The Catholic Hour
with Joe Hollcraft


Word of the Week

1st Sunday in Lent

Lent: Langtina (O.E.): meaning “long day”, behind it stands a Latin term that conveys “springtime.”

“Lent is the liturgical season of forty days which begins with Ash Wednesday and ends with the celebration of the Paschal Mystery...Lent is the primary penitential season on the Church’s liturgical year, reflecting into the forty days Jesus spent in the desert in fasting, and prayer” (CCC Glossary, 886). 
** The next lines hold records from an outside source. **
PR #7844, opened 2026-06-06
docs: clarify between comparison semantics

### LINKED ISSUE #7702: `between()` doesn't work if `x` is `Date` and `left` and `right` are character
The docs of `between()` say:

> This is a shortcut for `x >= left & x <= right`

However, `between()` doesn't work if `x` is `Date` and `left` and `right` are character, while `<=` and `>=` work:

``` r
packageVersion("dplyr")
#> [1] '1.1.4.9000'

x <- as.Date("2010-01-02")
x >= "2010-01-01" & x <= "2010-01-04"
#> [1] TRUE

between(x, "2010-01-01", "2010-01-04")
#> Error in `between()`:
#> ! Can't combine `x` <date> and `left` <character>.
```

The "Details" section says:

> `x`, `left`, and `right` are all cast to their common type before the comparison is made.

but maybe it's worth updating the first line or mention somewhere that characters and dates are not compatible?

LeonidasZhak:
Fixes #7702.

## Summary
- describe local `between()` comparisons as similar to `x >= left & x <= right`, rather than an exact shortcut
- mention that local comparisons use vctrs after common-type casting
- clarify that character strings are not parsed as dates or date-times

## Checks
- `Rscript -e 'tools::checkRd("man/between.Rd")'`\n- `git diff --check`\n- `R CMD build --no-build-vignettes .` was attempted, but this local machine has `rlang` 1.1.6 loaded while dplyr now requires >= 1.1.7

### DIFF
--- a/NEWS.md
+++ b/NEWS.md
@@ -1,5 +1,8 @@
 # dplyr (development version)
 
+* `between()` documentation now more precisely describes how local vectors are
+  cast to a common type and compared with vctrs (#7702, @LeonidasZhak).
+
 # dplyr 1.2.1
 
 * dplyr is now fully compliant with the R C API (#7819).
--- a/R/funs.R
+++ b/R/funs.R
@@ -1,11 +1,13 @@
 #' Detect where values fall in a specified range
 #'
-#' This is a shortcut for `x >= left & x <= right`, implemented for local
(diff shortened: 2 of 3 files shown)


DavisVaughan:
Assuming this is the same as https://github.com/tidymodels/broom/pull/1281#issuecomment-4642851835

PR #247, opened 2022-12-06
stop loop when tokio runtime is shutdown

### LINKED ISSUE #246: Failed TCP handshake A Tokio 1.x context was found, but it is being shutdown.
When running `cargo bench` on `master` ([dbb276bce23a768a20c5bd7f72619e3936d7375b](https://github.com/istio/ztunnel/commit/dbb276bce23a768a20c5bd7f72619e3936d7375b)), I'm flooded with shutdown errors (most of the time, but not 100%):
```
2022-12-06T03:34:31.650700Z ERROR ztunnel::proxy::socks5: Failed TCP handshake A Tokio 1.x context was found, but it is being shutdown.  
2022-12-06T03:34:31.650666Z ERROR ztunnel::proxy::outbound: Failed TCP handshake A Tokio 1.x context was found, but it is being shutdown.
```
Bisecting suggests that it started with #161. cc @hzxuzhonghu

hzxuzhonghu:
fix #246


src/proxy/outbound.rs
```diff
@@ -104,7 +104,12 @@ impl Outbound {
                             };
                         });
                     }
-                    Err(e) => error!("Failed TCP handshake {}", e),
+                    Err(e) => {
+                        if e.get_ref().unwrap().to_string().contains("shutdown") {
```
PiotrSikora, line 108: I think you should compare against the complete error string (i.e. `"A Tokio 1.x context was found, but it is being shutdown."`.

Also, you might want to check if `e.kind() == std::io::ErrorKind::Other` to avoid unnecessary comparisons for other errors.

src/proxy/inbound_passthrough.rs
```diff
@@ -55,7 +55,12 @@ impl InboundPassthrough {
                         }
                     });
                 }
-                Err(e) => error!("Failed TCP handshake {}", e),
+                Err(e) => {
+                    if e.get_ref().unwrap().to_string().eq("shutdown") {
```
PiotrSikora, line 59: This should be `.contains()` instead of `.eq()`, like in the other places.

PiotrSikora (commented):
Thanks for the quick turnaround on this!
 
Do we also need to to cover this for `TcpStream::connect`?

src/proxy/outbound.rs
howardjohn: +1. Unfortunate we cannot use `RUNTIME_SHUTTING_DOWN_ERROR` constant directly since it isn't pub

hzxuzhonghu: I am worried this message could be changed, so I check ket word here

hzxuzhonghu: LMK if you insist on whole message check

src/proxy/inbound_passthrough.rs
hzxuzhonghu: this is my mistake

src/proxy/outbound.rs
howardjohn: or you can add a debug assert that does the slower/less precise check perhaps

hzxuzhonghu: SG

src/proxy/inbound_passthrough.rs
```diff
@@ -55,7 +56,17 @@ impl InboundPassthrough {
                         }
                     });
                 }
-                Err(e) => error!("Failed TCP handshake {}", e),
+                Err(e) => {
+                    debug_assert_eq!(e.get_ref().unwrap().to_string(), ERR_TOKIO_RUNTIME_SHUTDOWN);
```
PiotrSikora, line 60: Unless I'm missing something, this will `panic` in case of any other error, which I don't believe is something we should be doing.

src/proxy/socks5.rs
```diff
@@ -18,6 +18,7 @@ use crate::identity::CertificateProvider;
 use crate::metrics::Metrics;
 use crate::proxy::outbound::OutboundConnection;
 use crate::proxy::Error;
+use crate::proxy::ERR_TOKIO_RUNTIME_SHUTDOWN;
```
PiotrSikora, line 21: Nit: `use crate::proxy::{Error, ERR_TOKIO_RUNTIME_SHUTDOWN};` instead.

src/proxy/inbound_passthrough.rs
```diff
@@ -55,7 +56,17 @@ impl InboundPassthrough {
...
+                    if e.get_ref()
+                        .unwrap()
```
howardjohn, line 62: unwrap doesn't seem safe, not all errors have a ref. We can easily compare without unwrap

src/proxy/socks5.rs
```diff
@@ -91,7 +91,20 @@ impl Socks5 {
                             }
                         });
                     }
-                    Err(e) => error!("Failed TCP handshake {}", e),
+                    Err(e) => {
+                        debug_assert_eq!(
```
howardjohn, line 95: nit: might be nice to have a helper function

hzxuzhonghu:
>>Do we also need to to cover this for TcpStream::connect?

>@hzxuzhonghu any thoughts on that?

@PiotrSikora This maybe not needed, because when we end test no request will be sent. If no request is sent, the  TcpStream::connect will not be called any more

src/proxy/inbound_passthrough.rs
hzxuzhonghu: It will  not panic for release

/// Unlike [`assert_eq!`], `debug_assert_eq!` statements are only enabled in non
/// optimized builds by default. An optimized build will not execute
/// `debug_assert_eq!` statements unless `-C debug-assertions` is passed to the
/// compiler. This makes `debug_assert_eq!` useful for checks that are too
/// expensive to be present in a release build but may be helpful during
/// development. The result of expanding `debug_assert_eq!` is always type checked.

src/proxy/mod.rs
```diff
@@ -208,3 +208,5 @@ pub fn to_canonical_ip(ip: SocketAddr) -> IpAddr {
         },
     }
 }
+
+const ERR_TOKIO_RUNTIME_SHUTDOWN: &str = "A Tokio 1.x context was found, but it is being shutdown.";
```
howardjohn, line 212: nit: would expose this as `fn is_runtime_shutdown(e)`

howardjohn (approved):

src/proxy/mod.rs
hzxuzhonghu: SG

PR #252, opened 2022-12-07
Fix clusterIP access always do on demand request for workload

hzxuzhonghu:


hzxuzhonghu:
Will iterate on the function name, very confusing now

src/workload.rs
```diff
@@ -338,15 +338,41 @@ impl WorkloadInformation {
...
 
-    pub fn find_workload(&self, addr: &IpAddr) -> Option<Workload> {
+    pub async fn find_upstream(&self, addr: SocketAddr, hbone_port: u16) -> Option<Upstream> {
+        self.fetch_workload_on_demand(addr).await;
+        let wi = self.info.lock().unwrap();
+        wi.find_upstream(addr, hbone_port)
+    }
+
+    // It is to do on demand workload fetch if necessary, it handles both workload ip and clusterIP
+    async fn fetch_workload_on_demand(&self, addr: SocketAddr) {
```
howardjohn, line 348: why do we have fetch_workload_on_demand and fetch_workload? Seems like they should all use `fetch_workload_on_demand`?

howardjohn: Ah I guess it makes sense. One is for workload only, the other workload or VIP

it would be nice to have:

```rust
// Only support workload
pub fn fetch_workload() {
  self.find_workload(addr).unwrap_or_else(|| { fetch_on_demand(addr);   self.find_workload(addr))
}
// Support workload and VIP
pub fn fetch_address {
  self.find_workload(addr).or_else(self.workload_by_vip_exist(addr).or_else(|| fetch_on_demand(addr))
}
// internal logic for on demand
fn fetch_on_demand() {
            if let Some(demand) = &self.demand {
                info!("workload not found, sending on-demand request for {addr}");
                demand.demand(addr.ip().to_string()).await.recv().await;
                debug!("on demand ready: {addr}");
            }
}
```

Just a bit more intuitive to me

howardjohn (approved):

PR #254, opened 2022-12-07
xds: allow multiple types

howardjohn:
Currently, we actually only request `Workload`. In the near future, though, we will also fetch Authz policies. This improves the client to handle this.

Note: while we have logic for Authz in the code now, its essentially dead code. this is just a placeholder, in 1-2 weeks we will utilize it.

As part of this, a few things were refactored:

* Handler: instead of a HandlerContext that can be called to explicitly NACK, just have handlers return an Err to NACK. This is easier to use.
* Remove the `Workload(XdsResource<Workload>)` enum; just use `XdsResource<T>` types directly. The enum didn't provide any value and made things more complex

### DIFF
--- a/src/xds/client.rs
+++ b/src/xds/client.rs
@@ -13,18 +13,20 @@
 // limitations under the License.
 
 use std::collections::{HashMap, HashSet};
+use std::fmt::{Display, Formatter};
 use std::sync::Arc;
 use std::time::Duration;
 use std::{fmt, mem};
 
-use prost::Message;
+use prost::DecodeError;
+use thiserror::Error;
 use tokio::sync::mpsc;
 use tokio::sync::oneshot;
-use tracing::{debug, info, warn};
+use tracing::{debug, error, info, warn};
 
 use crate::metrics::xds::*;
 use crate::metrics::{Metrics, Recorder};
-use crate::xds::istio::workload::Workload;
+use crate::xds::istio::workload::{Authorization, Workload};
 use crate::xds::service::discovery::v3::aggregated_discovery_service_client::AggregatedDiscoveryServiceClient;
 use crate::xds::service::discovery::v3::Resource as ProtoResource;
 use crate::xds::service::discovery::v3::*;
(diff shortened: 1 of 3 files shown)


src/xds/client.rs
```diff
@@ -38,50 +40,64 @@ pub struct ResourceKey {
...
 impl<T: prost::Message> Handler<T> for NopHandler {
-    fn handle(&self, _ctx: &mut HandlerContext, _res: Vec<XdsUpdate<T>>) {}
+    fn handle(&self, _res: Vec<XdsUpdate<T>>) -> Result<(), Vec<RejectedConfig>> {
+        Ok(())
+    }
+}
+
+/// handle_single_resource is a helper to process a set of updates with a closure that processes items one-by-one.
+/// It handles aggregating errors as NACKS.
+pub fn handle_single_resource<T: prost::Message, F: FnMut(XdsUpdate<T>) -> anyhow::Result<()>>(
```
stevenctl, line 74: Should this logic to do one-by-one processing and aggregating NACKS be moved into AdClient/wherever we call `handle?` 

The two reasons not to would be:
* Hold the same lock for the entire set of updates
* Some kind of interdependence between updates in a set. We'd have to handle cases where updates are not part of the same set, so I don't think this is a valid reason. 

Not sure of a good way to move this with a single lock unless the Handler interface also exposed some `HandleGuard` wrapping the lock but that indirection might be confusing.

howardjohn: IMO handlers should be _able_ to operate on the full set, but this helper allows them to effectively opt-in to handling 1-by-1. The motivation was the locking mostly.

src/xds/client.rs
```diff
@@ -324,103 +331,123 @@ impl AdsClient {
...
+            self.notify_on_demand(&key);
+            self.known_resources
+                .entry(key.type_url)
+                .or_default()
+                .insert(key.name);
+            r
+        });
+        // Due to lack of dynamic typing in Rust we have some code duplication here. In the future this could be a macro,
+        // but for now its easier to just have a bit of duplication.
+        let handler_response: Result<(), Vec<RejectedConfig>> = match type_url.as_str() {
```
stevenctl, line 405: Could reduce a bit with  `fn decode_and_handle<T>(raw) -> (Vec, Vec)`

stevenctl (approved):

src/xds/client.rs
stevenctl: My point was that operating on the full set is likely not the common case since some set of updates should be considered a small view of a larger continuous stream. 

The only things a handler has to worry about WRT a full set of updates are internal details like locking

Issue #227, opened 2022-12-01
Unit tests for xDS Client


howardjohn:
This is arguably some of the most critical code in the application. We should make sure it's well behaved. Might require some super-light local xDS server impl for tests.

linsun:
just started working on this, per Brian

hzxuzhonghu:
maybe write in golang?

keithmattix:
@howardjohn do we have a prioritized list of what tests are missing? Looks like some were added in https://github.com/istio/ztunnel/commit/f28a7fba761948a518ed79ee05e146feb765fe7b#diff-1e3ac018d4ce0a52fc178625893d303d35d0d57694ca25ad81273951ce218490R621

PR #261, opened 2022-12-08
Issue #227: Adds mock XDS server for unit tests.

briansonnenberg:
Can be merged for now and follow up with more tests.

### DIFF
--- a/src/test_helpers/xds.rs
+++ b/src/test_helpers/xds.rs
@@ -93,16 +93,20 @@ impl AdsServer {
 
         let workloads: Arc<Mutex<WorkloadStore>> = Arc::new(Mutex::new(WorkloadStore::default()));
         let xds_workloads = workloads.clone();
+        let xds_rbac = workloads.clone();
 
         let xds_client = xds::Config::new(cfg)
             .with_workload_handler(xds_workloads)
+            .with_authorization_handler(xds_rbac)
             .watch(xds::WORKLOAD_TYPE.into())
+            .watch(xds::AUTHORIZATION_TYPE.into())
             .build(metrics, ready.register_task("ads client"));
 
         let wi = WorkloadInformation {
             info: workloads,
             demand: None,
         };
+
         (tx, xds_client, wi)
     }
 }
@@ -135,7 +139,13 @@ impl AggregatedDiscoveryService for AdsServer {
                             Ok(_) => {
                                 let response = stream_rx.borrow().clone();
                                 info!("sending response...");
-                                tx.send(response).await.expect("working rx");
+                                match tx.send(response).await {
+                                    Ok(_) => {}
+                                    Err(e) => {
+                                        warn!("ads_server: send failed - {:?} ", e);
+                                        break;
+                                    }
+                                }
                             }
                             Err(_) => {
                                 warn!("ads_server: config update failed");
@@ -149,7 +159,7 @@ impl AggregatedDiscoveryService for AdsServer {
                     }
                 }
             }
-            info!("\tstream ended");
+            info!("stream ended");
         });
 
         let output_stream = ReceiverStream::new(rx);
--- a/src/test_helpers/xds.rs
+++ b/src/test_helpers/xds.rs
@@ -17,27 +17,29 @@ use std::pin::Pin;
 use std::sync::{Arc, Mutex};
 use std::time::Duration;
 
+use crate::config::RootCert;
+use crate::readiness::Ready;
+use crate::workload::{WorkloadInformation, WorkloadStore};
 use async_trait::async_trait;
 use futures::{future, Stream};
 use hyper::service::make_service_fn;
 use log::info;
 use prometheus_client::registry::Registry;
-use tokio::sync::{watch, mpsc};
+use tokio::sync::{mpsc, watch};
 use tokio_stream::wrappers::ReceiverStream;
 use tonic::client::GrpcService;
-use tonic::{Streaming, Status, Response};
+use tonic::{Response, Status, Streaming};
 use tracing::warn;
-use crate::config::RootCert;
-use crate::readiness::Ready;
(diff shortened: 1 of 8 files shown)


src/test_helpers/xds.rs
```diff
@@ -0,0 +1,179 @@
...
+        AdsClient,
+    ) {
+        let delta_default = Err(tonic::Status::not_found("mock not set"));
+        let (delta_tx, delta_rx) = watch::channel(delta_default);
+
+        let default = Err(tonic::Status::not_found("mock not set"));
+        let (tx, rx) = watch::channel(default);
+
+        let server = AdsServer { response: rx, delta_response: delta_rx };
+        let listener = tokio::net::TcpListener::bind("127.0.0.1:15012").await.unwrap();
```
howardjohn, line 59:
```suggestion
        let listener = tokio::net::TcpListener::bind("127.0.0.1:0").await.unwrap();
```

src/test_helpers/xds.rs
```diff
@@ -0,0 +1,179 @@
...
+        (tx, delta_tx, xds_client)
+    }
+}
+
+
+#[async_trait]
+impl AggregatedDiscoveryService for AdsServer {
+    type DeltaAggregatedResourcesStream = Pin<Box<dyn Stream<Item = Result<DeltaDiscoveryResponse, Status>> + Send>>;
+    type StreamAggregatedResourcesStream = Pin<Box<dyn Stream<Item = Result<DiscoveryResponse, Status>> + Send>>;
+    async fn stream_aggregated_resources(
```
howardjohn, line 91: we don't use this in ztunnel, so we can just return an error or panic or something

src/test_helpers/xds.rs
```diff
@@ -0,0 +1,179 @@
...
+
+        let mut in_stream = request.into_inner();
+        let (tx, rx) = mpsc::channel(128);
+
+        tokio::spawn(async move {
+            while let Ok(result) = in_stream.message().await {
+                info!("processing result request: {:?}", result);
+                match result {
+                    Some(_) => tx
+                        .send(Ok(current_response.clone()))
```
howardjohn, line 162: I think we are going to need tobe a little more sophisticated than a static "current_response" for this one. Might need to allow tests to pass a closure or something that emits a response based on the request

briansonnenberg: Can you elaborate on your intuition here? The client should deterministically request resources based on the config, so how about a queue of responses for each case we want to test?  Then each test will essentially be a matter of defining the config for the client, and then writing the potential sequence of responses we want to make sure we handle. And finally validating the end state of our pulled resources on the client of course.

howardjohn: Defining just a strict sequence may be tricky. I guess it can work, it just means our tests need to be really precise/coupled on their expectations of the client behavior rather than more "black box" testing where we just make sure the final state is correct.

We can start simple and expand as needed though

src/test_helpers/xds.rs
```diff
@@ -0,0 +1,160 @@
...
+            80,
+            Some(listener_addr_string),
+            Some(root_cert),
+        );
+
+        let workloads: Arc<Mutex<WorkloadStore>> = Arc::new(Mutex::new(WorkloadStore::default()));
+        let xds_workloads = workloads.clone();
+
+        let xds_client = xds::Config::new(cfg)
+            .with_workload_handler(xds_workloads)
```
howardjohn, line 98: would be good to have the rbac handler now too?

src/test_helpers/xds.rs
```diff
@@ -0,0 +1,160 @@
...
+                            }
+                        };
+                    }
+                    None => {
+                        warn!("ads_server: stream failed");
+                        break;
+                    }
+                }
+            }
+            info!("\tstream ended");
```
howardjohn, line 152:
```suggestion
            info!("stream ended");
```

nit

src/workload.rs
```diff
@@ -97,6 +97,22 @@ pub struct Workload {
     pub authorization_policies: Vec<String>,
 }
 
+impl PartialEq<xds::istio::workload::Workload> for Workload {
+    fn eq(&self, other: &xds::istio::workload::Workload) -> bool {
```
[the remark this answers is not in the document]
briansonnenberg: To be clear, this is a comparison between our Workload struct and the prost Workload struct.  Does prost really allow derived implementations between prost and non-prost structs?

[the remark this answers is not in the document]
howardjohn: oops, missed that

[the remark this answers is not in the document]
howardjohn: what is it for? I would expect someone to convert XdsWorkload to Workload (From) and then compare eq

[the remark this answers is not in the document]
briansonnenberg: It was just for convenient, concise comparison of the input server responses and the output workload state.  Converting should work too if you think this is overkill.

src/xds/client.rs
```diff
@@ -608,4 +608,127 @@ pub enum AdsError {
...
+            .expect("failed to send server response");
+        verify_workload(
+            std::net::IpAddr::V4(ip),
+            Some(workloads[0].clone()),
+            &workload_store,
+        )
+        .await;
+        tx.send(abort_response)
+            .expect("failed to send server response");
+        sleep(Duration::from_millis(50)).await;
```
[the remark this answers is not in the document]
briansonnenberg: So there needs to be some time for the abort server response to actually be sent and processed, but there's no workload changes to wait for.

src/workload.rs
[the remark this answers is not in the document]
howardjohn: I am a bit worried about this not actually checking everythign and getting used in production code when its really only meant for tests

howardjohn (approved):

The word Lent itself is unseen in Sacred Scripture, yet the spirit and essence of the penitential season is captured throughout the synoptic Gospels in the episode of the Temptation of Jesus in the Desert for forty days (Mk.1:12-13; Lk.4:1-12; Mt.4:1-11). Jesus’ temptation reveals the way in which the Son of God is Messiah, contrary to the way Satan proposes to him and the way men wish to attribute to him. This is why Christ vanquishes the Tempter for us: “For we have not a high priest who is unable to sympathize with our weakness, but one who in every respect has been tested as we are, yet without sinning” (Heb.4.15). In the synoptic accounts of the Temptation of Jesus, Christ faces similar trials to that of Adam and the nation of Israel in the OT. The wild beast tempted Adam as the nation of Israel was tempted in the wilderness by the devil for forty years. Christ, as the new Adam (Rom.5:14), overcomes the temptation of the devil in the wilderness to restore the race of man and unite the nation of Israel under the Apostolic Church. He accomplishes this plan of atonement through prayer, penance and filial obedience. By the solemn forty days of Lent, the Church as the new Israel unites herself annually to the mystery of Jesus in the desert and the probationary period of fasting and trial (Hahn and Minch, 18). 
 
The truest sense of the word Lent offers insight into the deeper meaning of our Christian journey during this season of repentance. The Church, as the people of God, must experience the ‘long day’, or long season of Lent, to come to know the springtime of the Resurrection. We often associate Lent with a time of sacrifice or a time “to give something up”, which is true, but we must always remember that if we are going to be united to the mystery of Christ and his forty days of temptation, our sacrifice ought to be rooted in the spirit of prayer. Remember, Jesus was “led by the Holy Spirit into the desert” (Lk.4.1). Therefore, we ought to be ‘led by the Holy Spirit into the desert’ that our fasting and almsgiving may have redemptive value.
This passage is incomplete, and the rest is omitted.